Ma l’amore per lo sci è troppo grande per finire con la carriera di atleta. Quando le forze fisiche vengono meno, Paolo mette in campo la sua capacità di comunicare al mondo i segreti di uno sport che è stato il senso di una vita. Ecco come affronta la seconda parte della sua esistenza:
“Ho smesso di sciare a 30 anni, senza laurea in medicina e una vaga idea sul da farsi. Ho imboccato la strada del giornalismo grazie ad una proposta di Telemontecarlo, dove ho lavorato dal 1986 al 1993 in qualità di opinionista e produttore di programmi sportivi come “Pianeta neve” e “Pianeta mare”. Dopo 7 anni di prezioso tirocinio presso l’emittente monegasca, lavoro dal ’93 in Rai, prima con Focolari, poi con Gobbo e gli ultimi 4 anni con Davide Labate. Organizzo il Trofeo Lacoste e da 3 anni anche la Coppa Colmar, sempre di Golf, per conto della famiglia Colombo. Per 14 anni ho collaborato con la rivista Sciare, prima di approdare a Sci e al Mondo del Golf. Il mio hobby preferito è proprio il Golf: ho un handicap di 2,7 e lo pratico sin da bambino, a parte il periodo di militanza nella Valanga quando, plagiato dai compagni di squadra, passai per qualche anno al tennis. Da 4 lustri sono legato alla famiglia Colombo, titolari della Colmar e distributori della Lacoste in Italia, amici veri grazie ai quali il lavoro è anche…. divertimento. Da dodici anni, infatti, sono testimonial e consulente del Trofeo Lacoste, un circuito di Golf di grande successo e ambito dai Circoli più prestigiosi della Penisola.

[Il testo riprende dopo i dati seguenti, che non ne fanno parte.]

PR #11, opened 2022-08-19
Benchmarking

lucypa:
This PR enables users to specify a 'benchmark' config in order to use seL4's benchmarking system calls.

### DIFF
--- a/build_sdk.py
+++ b/build_sdk.py
@@ -72,6 +72,19 @@ SUPPORTED_BOARDS = (
         examples = {
             "hello": Path("example/zcu102/hello")
         }
+    ),
+    BoardInfo(
+        name="imx8mm",
+        gcc_cpu="cortex-a53",
+        loader_link_address=0x41000000,
+        kernel_options = {
+            "KernelPlatform": "imx8mm-evk",
+            "KernelIsMCS": True,
+            "KernelArmExportPCNTUser": True,
+        },
+        examples = {
+            "ethernet": Path("example/imx8mm/passive_server")
+        }
     )
 )
 
--- a/build_sdk.py
+++ b/build_sdk.py
@@ -81,6 +81,7 @@ SUPPORTED_BOARDS = (
             "KernelPlatform": "imx8mm-evk",
             "KernelIsMCS": True,
             "KernelArmExportPCNTUser": True,
+            "KernelArmExportPMUUser": True,
         },
         examples = {
             "ethernet": Path("example/imx8mm/passive_server")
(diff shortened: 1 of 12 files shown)


tool/sel4coreplat/__main__.py
```diff
@@ -1460,6 +1462,10 @@ def build_system(
     for tcb_obj, schedcontext_obj, pd in zip(tcb_objects, schedcontext_objects, system.protection_domains):
         system_invocations.append(Sel4TcbSetSchedParams(tcb_obj.cap_addr, INIT_TCB_CAP_ADDRESS, pd.priority, pd.priority, schedcontext_obj.cap_addr, fault_ep_endpoint_object.cap_addr))
 
+    # Copy the PD's TCB cap into their address space for development purposes.
```
bennoleslie, line 1465: I *think* that this is only needed for development purposes, and following POLA we'd ideally avoid having this cap available in production.

We probably need to think about the best way to support development cap needs vs production cap needs. Could be topic for a Monday meeting discussion. I'll think some more about it.

build_sdk.py
```diff
@@ -102,7 +111,7 @@ class ConfigInfo:
             "KernelPrinting": True,
             "KernelVerificationBuild": False
         }
-    ),
+    )
```
bennoleslie, line 114: Let's avoid unrelated changes. In this case the trailing comma was intentional.

What we will do here in future is use: https://black.readthedocs.io/en/stable/index.html to auto-format all the Python code, which should avoid any of these issues.

bennoleslie (changes requested):
Overall need to think about how we have benchmarking builds and changes.

Code is very good, no issues there. We just need to think about bigger picture.
I really don't like the idea of requiring different builds for benchmarking vs production. 

I think it leads to potential (unintentional) cheating / fooling ourselves by having potential different code running for benchmarks vs production, which I think we should be able to find a good alternative to.

More general comments: with an MR please try to make the MR title a bit longer than just "Benchmarking", and then provide a bit more detail in the MR description.

for example here it could be something like:

"Add support to enable system benchmarking"

and the description would be something like:

> Add a benchmark kernel that includes xxxx so that yyyy.
> Add TCB cap to PD to enable the code to call xxx so that we get benchmark yyyy.

We should also update the manual appropriately as well.

Let's get the passive server MR complete first, and then rebase this branch off master once the passive server change is merged.

(And apologies, this is my fault for not being able to review in a more timely manner).

bennoleslie:
Please review conflicts (ideally rebase from master and push)

Ivan-Velickovic:
Re-done this work in https://github.com/seL4/microkit/pull/157 since lots has changed since this PR.

PR #17, opened 2023-03-02
Fix order of attributes and rights fields in Sel4PageMap invocation

Ivan-Velickovic:
The `seL4_ARM_Page_Map` invocation takes in the page attributes after the page rights. The seL4CP tool that creates the invocations has the correct order so it does not need to change, but because the invocation's fields in the wrong order, the actual invocations that were being generated were wrong.


bennoleslie:
Good find!

PR #20, opened 2023-03-02
Fix value of seL4_MaxUntypedBits when emulating kernel boot

Ivan-Velickovic:
I believe the variable `max_bits` corresponds to `seL4_MaxUntypedBits`. The value of this on AArch64 is 47 (see `seL4/libsel4/sel4_arch_include/aarch64/sel4/sel4_arch/constants.h`.

I have not run into issues because this value is not correct yet, but I thought I would try to fix it before having to debug something going wrong.

### DIFF
--- a/tool/microkit/util.py
+++ b/tool/microkit/util.py
@@ -66,7 +66,7 @@ class MemoryRegion:
     end: int
 
     def aligned_power_of_two_regions(self) -> List["MemoryRegion"]:
-        max_bits = 40
+        max_bits = 47
         # Align
         # find the first bit self
         r = []


bennoleslie:
I need to spend a little more time on this one. (Very simple change!).

I'm not 100% sure that it is intended to match `seL4_MaxUntypedBits` (it probably is, but I just want to check, from memory there is a few different things going on there). 

Ideally these constants come from a kernel build process artefact that would specify all of these in JSON or something.

Ivan-Velickovic:
I think this code is trying to emulate `create_untypeds_for_region`.

I agree that these constants should come from the kernel build output. This isn't currently done by the kernel, but I'll look into changing it to do so.

PR #32, opened 2023-05-24
Add option to declare IRQ as "edge" triggered

Ivan-Velickovic:
Currently all interrupts are registered as level-triggered, this patch enables users to specify a interrupt in the system description as edge-triggered instead.

One alternative solution would be to look at the device tree for the interrupt trigger type instead.


Ivan-Velickovic:
One issue I've just found with this current patch is that it assumes all ARM platforms have the kernel configuration `HAVE_SET_TRIGGER` set which is not true.

Ivan-Velickovic:
This PR can be completed once https://github.com/seL4/seL4/issues/1073 is resolved.

PR #33, opened 2023-05-24
Add error checking for write-only memory region mappings

Ivan-Velickovic:
On all architectures that seL4 currently supports, write-only mappings are not allowed. It is preferable to catch these at build-time rather than having an error at run-time.


bennoleslie:
LGTM.

PR #36, opened 2023-06-23
Add notes about the budget and interrupts

podhrmic:
Clarifications.

### DIFF
--- a/docs/manual.md
+++ b/docs/manual.md
@@ -158,7 +158,36 @@ A budget that equals the period (aka. a "full" budget) behaves like a traditiona
 The **priority** determines which of the runnable PDs to schedule. A PD is runnable if one of its entry points have been invoked and it has budget remaining in the current period.
 Runnable PDs of the same priority are scheduled in a round-robin manner.
 
-The **passive** determines whether the PD is passive. A passive PD will have it's scheduling context revoked after initialisation and then bound instead to the PD's notification object. This means the PD will be scheduled on receiving a notification, whereby it will run on the notification's scheduling context, or when the PD receives a *protected procedure* by another PD, whereby the passive PD will run on the scheduling context of the callee. 
+The **passive** determines whether the PD is passive. A passive PD will have it's scheduling context revoked after initialisation and then bound instead to the PD's notification object. This means the PD will be scheduled on receiving a notification, whereby it will run on the notification's scheduling context, or when the PD receives a *protected procedure* by another PD, whereby the passive PD will run on the scheduling context of the callee.
+
+If a PD runs out of its budget, it is preempted and resumed the next time period. An example of a task like that is below - the `for` loop will be preempted several times, depending on your budget:
+
+```C
+void
+notified(sel4cp_channel ch)
+{
+	switch (ch) {
+		case START_BIG_TASK: {
+				sel4cp_dbg_puts("Starting a big task\n");
+				int i = 0;
+				for (i = 0; i<100000000; i++) {
+					if (i % 10000000 == 0) {
+						sel4cp_dbg_puts(".");
+					}
+					asm("nop");
+				}
+				sel4cp_dbg_puts("Big task done\n");
+				break;
+			}
+		default: {
+			sel4cp_dbg_puts("received notification on unexpected channel\n");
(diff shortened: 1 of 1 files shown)


docs/manual.md
```diff
@@ -158,7 +158,36 @@ A budget that equals the period (aka. a "full" budget) behaves like a traditiona
...
+			}
+		default: {
+			sel4cp_dbg_puts("received notification on unexpected channel\n");
+			break;
+			}
+		}
+}
+```
+
+On the other hand, if a PD has `budget` available, but receives no notification, it is not run at all. Returning from `notified()` function and calling `seL4_Yield()` during the PD execution has the same effect, and donates the remaining budget of the PD.
```
Ivan-Velickovic, line 190: "Returning from `notified()` function and calling `seL4_Yield()` during the PD execution has the same effect, and donates the remaining budget of the PD." Has the same effect as what exactly? I'm not sure what you mean by calling `seL4_Yield` after returning from the notified entry point?

docs/manual.md
```diff
@@ -263,6 +292,8 @@ sel4cp does not provides timers, nor any *sleep* API.
 After initialisation, activity in the system is initiated by an interrupt causing a `notified` entry point to be invoked.
 That notified function may in turn notify or call other protection domains that cause other system activity, but eventually all activity indirectly initiated from that interrupt will complete, at which point the system is inactive again until another interrupt occurs.
 
+An interrupt must be acknowledged with `sel4cp_irq_ack()` in the `notified()` function, otherwise it will not be fired again.
```
Ivan-Velickovic: An interrupt doesn't necessarily have to be acknowledged in the `notified()` function. My understanding is that the interrupt will continue to be fired, it just won't be delivered to seL4. Perhaps it would be better to say "otherwise the interrupt will not be delivered again".

Ivan-Velickovic:
Just a general question I have is how did you interpret seL4-specific terminology such as "scheduling context" which isn't really explained in the seL4CP manual? Did you refer to the seL4 manual or are you already familiar with the concepts from previous seL4 experience?

docs/manual.md
podhrmic: This is based on the discussion [here](https://github.com/au-ts/camkes_to_sel4cp_guide/issues/1#issuecomment-1507922309). In my understanding, you can either return from `notified()` or call `seL4_Yield()` somewhere in your `notified()` function, and that will end the execution of that particular PD in the given period. Is that accurate?

docs/manual.md
podhrmic: Good point, I updated the wording.

podhrmic:
> Just a general question I have is how did you interpret seL4-specific terminology such as "scheduling context" which isn't really explained in the seL4CP manual? Did you refer to the seL4 manual or are you already familiar with the concepts from previous seL4 experience?

I read the seL4 manual, and have some previous experience, but I am by no means an seL4 expert.

docs/manual.md
Ivan-Velickovic: While seL4CP doesn't stop anyone from doing this in their user-code, I am kind of hesitant to have this in the manual as I don't think there should be any need to call `seL4_Yield` and having a non-event driven PD seems to go against the principles of seL4CP.

Ivan-Velickovic:
> > Just a general question I have is how did you interpret seL4-specific terminology such as "scheduling context" which isn't really explained in the seL4CP manual? Did you refer to the seL4 manual or are you already familiar with the concepts from previous seL4 experience?
> 
> I read the seL4 manual, and have some previous experience, but I am by no means an seL4 expert.

Cool, was just wondering. We should probably link to the seL4 manual or explain what a scheduling context is in the seL4CP manual but that can be done in another PR.

podhrmic:
@Ivan-Velickovic I am happy to close this PR - the existing documentation and tutorial is IMHO pretty good, if there is a need to further explain scheduling, perhaps a separate dedicated chapter with examples is better.

Ivan-Velickovic:
There are some useful changes here, I just think the code example is not necessary. You can close the PR and I can take your patch and adjust in a new PR, if that's okay with you.

PR #38, opened 2023-08-16
Added maaxboard support with hello example

josh-felm:


build_sdk.py
```diff
@@ -85,7 +85,20 @@ class ConfigInfo:
...
     #         "passive_server": Path("example/imx8mm/passive_server")
     #     }
-    # )
+    # ),
+    BoardInfo(
+        name="maaxboard",
+        gcc_cpu="cortex-a53",
+        loader_link_address=0x40480000,
+        kernel_options = {
+            "KernelPlatform": "imx8mq-evk",
```
Ivan-Velickovic: Shouldn't this be `maaxboard`? I assume that you've put it as `imx8mq-evk` as the version of seL4 that seL4CP uses doesn't have `maaxboard`. The solution is to update the the seL4 version used by seL4CP then.

However, if the `maaxboard` works with `"KernelPlatform": "imx8mq-evk"`, why does it even exist as a separate platform in seL4?

axel-h: Basically there is the Core, the SoC and the Board (and then also the board variant ....) that you can target. If board use the same SoC, the binaries might work on the other boards also more or less But it's good practice to really select the most specific target at the moment. As far as I know, having generic images that are configured at runtime is not a goal the moment for the kernel. Not sure how the micokit plans to handle this, though.

Ivan-Velickovic:
A couple requests:
* There seems to be two entries for the maaxboard in the `SUPPORTED_BOARDS` list now?
* Probably just have the hello world example for the maaxboard.
* The example code uses seL4CP instead of Microkit, if you just do `cp -r example/zcu102/hello examples/maaxboard/hello` and commit that, it should update everything...

Sorry for the confusion regarding the seL4 branch right now. I'll update the `microkit` branch and so it'll contain the MaaXBoard support and then we can merge this.

loader/src/loader.c
```diff
@@ -154,6 +154,8 @@ putc(uint8_t ch)
 {
     while (!(*UART_REG(STAT) & STAT_TDRE)) { }
     *UART_REG(TRANSMIT) = ch;
+    if (ch == '\n')
+        *UART_REG(TRANSMIT) = '\r';
```
axel-h: This will print "\n\r", but actually it should be "\r\n" that gets printed. This is a common bug in many UART drivers from seL4, we should really stop spreading it further.

loader/src/loader.c
```diff
@@ -153,9 +153,9 @@ static void
 putc(uint8_t ch)
 {
     while (!(*UART_REG(STAT) & STAT_TDRE)) { }
-    *UART_REG(TRANSMIT) = ch;
     if (ch == '\n')
         *UART_REG(TRANSMIT) = '\r';
+    *UART_REG(TRANSMIT) = ch;
```
axel-h, line 163: The UART output is much much slower than the core executing instructions. Thus you have to check here again that FIFO has space in case you wrote the `r` there. I'm not sure what the `STAT_TDRE` tells you exactly, usually it that the FIFO has space for at least one char and not that the FIFO is empty and thus can take more than one char. So better use this:
```
    if (ch == '\n') {
        // ensure FIFO has space
        while (!(*UART_REG(STAT) & STAT_TDRE)) { }
        *UART_REG(TRANSMIT) = '\r';
    }     
    
    // ensure FIFO has space
    while (!(*UART_REG(STAT) & STAT_TDRE)) { }
    *UART_REG(TRANSMIT) = ch;
```

josh-felm: Thanks for this

Bill-James-Ellis:
Hi, as per, https://github.com/seL4/seL4/pull/1164 is this pull request effectively blocked until sel4 (kernel) "microkit" branch is updated to have maxxboard support, as seen on the sel4 (kernel) master branch? (Is there a link or pull-request for that dependency change?)

Ivan-Velickovic:
> Hi, as per, [seL4/seL4#1164](https://github.com/seL4/seL4/pull/1164) is this pull request effectively blocked until sel4 (kernel) "microkit" branch is updated to have maxxboard support, as seen on the sel4 (kernel) master branch? (Is there a link or pull-request for that dependency change?)

That's correct. This has been done in https://github.com/seL4/microkit/pull/93.

There were a couple things that needed changing, some minor style fixes but mainly the documentation in the manual for how to boot the image and also that the `putc` function didn't work initially, so I've fixed that myself.

Were the changes tested? Just because I couldn't get the hello world to work without making the change:
```diff
- #define TRANSMIT 0x49
+ #define TRANSMIT 0x40
```

Thanks for your patience.

Bill-James-Ellis:
Hi, I'm pretty sure Josh tested this, but I'm not sure when, and in what configuration.

I have tried building from scratch with the merged code, using the head of main branch of microkit repo, and the documented commit (7008430d4432c71a74b2a1da0afae58f7a8658df) of microkit branch of sel4 repo, and it worked for me! I got "hello, world" over the serial TTY.

Note I used "debug" for MICROKIT_CONFIG -- I think the printing "hello" bit might depend on the kernel provided serial driver, which is only present in debug?

Note I can't find the "TRANSMIT 0x49" line anywhere? Do you know where that came from? The pull request, and our separate sel4-cap branch, all seem to have "TRANSMIT 0x40". Since the merged "0x40" seems to work, I guess that's fine, I'm just curious if there's another pull-request/branch/something I'm missing?

Ivan-Velickovic:
Glad to hear it works for you as well!

> Note I can't find the "TRANSMIT 0x49" line anywhere?

Weird, I looked at the original PR changes and `0x49` is not there, although when I force-pushed you can see in the diff at some point it was `0x49` https://github.com/seL4/microkit/compare/09003055e48d17f88725152c2922a49162959d4f..1dff9010c8f699f2575c5695135dab4999a8e78f. Not quite sure what's going on, but at least it works now.

PR #41, opened 2023-09-13
The big rename (seL4 Core Platform -> seL4 Microkit)

Ivan-Velickovic:
The seL4 Core Platform project is being renamed to seL4 Microkit. This is a breaking change and will affect **all** current users of Microkit.

**Why is this happening?**

The seL4 Core Platform name, especially the "Core" part, indicates to users of seL4 that it is *the* framework to build systems with on seL4. This is not true. It is a collection of tools, abstractions and a library to build *certain kinds* of systems on top of seL4, it is definitely not the only way to build on seL4.

**How to refer to seL4 Microkit**

In an seL4 context, it is referred as simply "Microkit". In a non-seL4 context it is referred to as "seL4 Microkit".

In code, it is referred to as `microkit`.

**Affects to users**

If you are using the Microkit already, the main renames to be aware of are the following:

Quando vado a sciare indosso esclusivamente capi Colmar, realizzati con i materiali tecnologicamente più avanzati ( tessuti altamente tecnici, elasticizzati, impermeabili e traspiranti, ) prodotti che garantiscono una vestibilità e un microclima corporeo ideali per scorazzare sulle piste in totale comfort. Vi confesso che lo sci che mi diverte di più è il fuori pista, passione coltivata sin da piccolo sulle code di papà. Ma da quando sono arrivati il carving e le sciancrature, i sagomati profili laterali degli sci di nuova concezione, ho riassaporato il piacere di sfrecciare sulle piste alla scoperta di emozionanti pieghe motociclistiche. Nel frattempo sono arrivate sulla porta di casa le Olimpiadi di Torino, treno di sola andata e preso al volo a traino dell’amica d’infanzia Evelina Christillin, vice presidente vicario del comitato organizzatore e autentico ciclone della fase di candidatura. Nelle file del TOROC ho collaborato nell’ambito della comunicazione occupandomi principalmente di sport production, concernente l’intrattenimento prima, durante e dopo le gare di tutti gli sport”.
Ascoltarlo durante le telecronache su RAI SPORT è un grande piacere, perché in lui si assemblano e si coniugano armoniosamente l’eleganza comunicativa e l’infinita esperienza di chi i campi da sci li ha vissuti. Il suo commento denota fine determinazione e una grossa professionalità, che ne fanno uno dei giornalisti sportivi più amati e apprezzati.